Shleifer and Vishny (1997) study presents a bolder hypothesis by suggesting that a key success to external finance is based on a countrys legal code. The legal codes are classified into either the common law (US, UK and commonwealth countries) and civil laws (German, French and a number of Asian countries). In their study of 49 countries based on legal code, Shleifer and Vishny (1997) summarized important information detailing the aspects of investor protection, enforcement and ownership concentration. The results revealed that the greater degree of investor protection was due to low ownership concentration in common law countries thereby increasing the respective countries chance to external finance. On the other hand, the authors found that the French civil law countries had the weakest investor protection with excessive ownership concentration. Nonetheless, no correlation between the legal system of investor right protection and per capita income was noted.

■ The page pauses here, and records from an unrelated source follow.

PR #1203, opened 2026-06-07
docs: add dynamic discovery receipt guidance

caioribeiroclw-pixel:
## Summary

Adds a compact "Discovery Receipts and Context Budgets" section to the dynamic tool discovery docs. The section describes what operators should capture after dynamic tool discovery: query/correlation IDs, exposed tools, withheld candidates, invocation outcome, redacted argument/result shapes, and stop reason.

Why: dynamic discovery reduces upfront MCP/tool context bloat, but production and multi-tenant operators still need an audit-friendly way to review what the agent actually saw without copying raw payloads into logs.

## Checks

- `git diff --check`
- lightweight doc smoke verifying the new TOC anchor and JSON example are present

Docs-only change; I did not run the full app test suite.

### DIFF
--- a/docs/dynamic-tool-discovery.md
+++ b/docs/dynamic-tool-discovery.md
@@ -6,6 +6,7 @@ The MCP Gateway & Registry provides a powerful **Dynamic Tool Discovery and Invo
 
 - [Overview](#overview)
 - [How It Works](#how-it-works)
+- [Discovery Receipts and Context Budgets](#discovery-receipts-and-context-budgets)
 - [Architecture](#architecture)
 - [Usage Examples](#usage-examples)
 - [Agent Integration](#agent-integration)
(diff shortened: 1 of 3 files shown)


aarora79:
Hi @caioribeiroclw-pixel, are you proposing to add this as a functionality? I only see the md file being included in the PR, did you intend to commit code for this as well?

caioribeiroclw-pixel:
Thanks for the nudge — I intended the original PR as docs/spec only, but you were right that it was ambiguous.

I pushed a small implementation commit now (`3dc12acd`) so the PR is concrete:

- `search_registry` returns a compact `discovery_receipt` on successful semantic search responses
- deprecated `intelligent_tool_finder` returns the same shape for compatibility
- receipt records query, max-results limit, exposed tool names/paths/scores, withheld candidate count, status, and stop reason
- added unit coverage for exposed/withheld accounting and keeping the helper to metadata/counts rather than raw args/results
- updated the doc wording to say the receipt is returned with the search response and can be persisted by operators alongside audit logs

Local checks I could run in this environment:

```bash
python3 -m py_compile servers/mcpgw/server.py tests/unit/servers/mcpgw/test_intelligent_tool_finder.py
git diff --check
```

I could not run the pytest target locally because this checkout does not have `pytest` installed, so I left the unit tests in the PR for CI/maintainer validation. If you prefer this to stay docs-only, I can split the code into a follow-up PR instead.

caioribeiroclw-pixel:
Small follow-up after self-review: I noticed `search_registry` was counting withheld candidates from returned entity groups instead of the actual candidate tool list, so a server with multiple `matching_tools` could under-report withheld tools.

Pushed `13ead8a9` to fix that accounting and added tests for both nested `servers[].matching_tools` and top-level `tools[]` search results.

Checks I could run here remain:

```bash
python3 -m py_compile servers/mcpgw/server.py tests/unit/servers/mcpgw/test_intelligent_tool_finder.py
git diff --check
```

I still cannot run pytest in this checkout because the environment is missing pytest/project deps, but the new tests are in the PR for your CI/local validation.

aarora79:
Thanks @caioribeiroclw-pixel , will review tomorrow and merge if all looks good.

aarora79:
Thanks for this, the "withheld candidates as a first-class signal" idea is genuinely useful, especially for evals and agent tuning where you want to know whether the right tool got starved out by a tight `top_n`. A few things I'd like us to align on before this merges:

**1. Let's make the receipt opt-in rather than always-on.**
The consumer of an MCP tool response is the agent/LLM, and most production calls don't need this metadata, it just adds tokens to the model-facing response for data the model won't use. Since the real value here is for eval / agent-development workflows, I'd propose gating it behind an optional parameter that defaults to off:

```python
async def search_registry(
    query: str,
    max_results: int = 10,
    include_discovery_receipt: bool = False,
    ctx: Context | None = None,
) -> dict[str, Any]:
```

When `False` (the default), the response is byte-for-byte what it is today, so this becomes a purely additive, backwards-compatible change. When `True`, the eval harness gets the receipt. Same treatment for `intelligent_tool_finder`.

**2. Separate audit from this eval signal.**
The doc section frames receipts as something "operators can persist alongside audit logs." If operator audit is a goal, that data should be emitted server-side (structured `logger.info()` audit line or an OTel span attribute/event), not returned to the caller, since the model can't be trusted to persist it and shouldn't be the audit transport. The repo already has OTel-native metrics and `@track_tool()` wired up, so audit is better served there. I'd suggest narrowing the doc to position the receipt as an eval/agent-dev signal, and handle operator audit (if we want it) as a separate server-side change.

**3. One correctness nit in `search_registry`.**
`exposed_tools` is built only from `tools` + servers' `matching_tools`, but `total_results` (and the actual exposed surface) also counts `agents` and `skills`. So `withheld.candidate_tool_count` can be off whenever agents/skills are in the result set. Worth either including them in the candidate set or documenting that the receipt is tools-only.

If we go with the opt-in parameter, this is a clean, additive feature and I'm happy to approve. Happy to pair on the flag wiring if useful.

caioribeiroclw-pixel:
Thanks — agreed on all three points. I pushed `14ae46a3` to align the PR with that shape:

- added `include_discovery_receipt: bool = False` to both `search_registry` and the deprecated `intelligent_tool_finder`
- default responses now omit `discovery_receipt`, so production/model-facing calls stay unchanged unless an eval/dev caller opts in
- narrowed the docs: receipt is positioned as an eval / agent-development debugging signal, not operator audit transport; production audit should be server-side logs/OTel
- changed the receipt from tool-only accounting to result-surface accounting (`exposed_results`, `candidate_result_count`) so agents/skills are counted alongside tools instead of under-reporting withheld candidates
- added tests for opt-in behavior and agents/skills accounting

Checks I could run here:

```bash
python3 -m py_compile servers/mcpgw/server.py tests/unit/servers/mcpgw/test_intelligent_tool_finder.py
git diff --check
custom test harness for tests/unit/servers/mcpgw/test_intelligent_tool_finder.py: 13 tests passed
```

This environment does not have `pytest`, `pip`, or project deps available, so I used the existing lightweight stubs in that test module plus local stubs for missing runtime imports to execute the unit test functions directly. GitHub has not reported checks on the new fork commit yet from what I can see.

aarora79:
Follow-up: deduped discovery candidates and itemized the withheld set (`top_withheld`) in #1227 (merged).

2.6 Indicators of Firms performance

2.6.1 Performance Indicator

The existing body of literature in the field of corporate governance offers a variety of measurements that can be used to reflect a firms performance. Majority of the studies examines the performance of a firm using financial indicators such as return on assets, return on equity, return on investment and net profit margin (Ittner & Larcker, 2003). These measures can be categorised into accounting-based measures which reveals the current financial performance of the company. According to Haniffa and Hudaib (2006), there is no consensus in the literature on the most suitable or appropriate indicator of financial performance citing that each measure of a firms performance has associated strengths and weaknesses. As such, there is no suitable proxy to denote financial performance.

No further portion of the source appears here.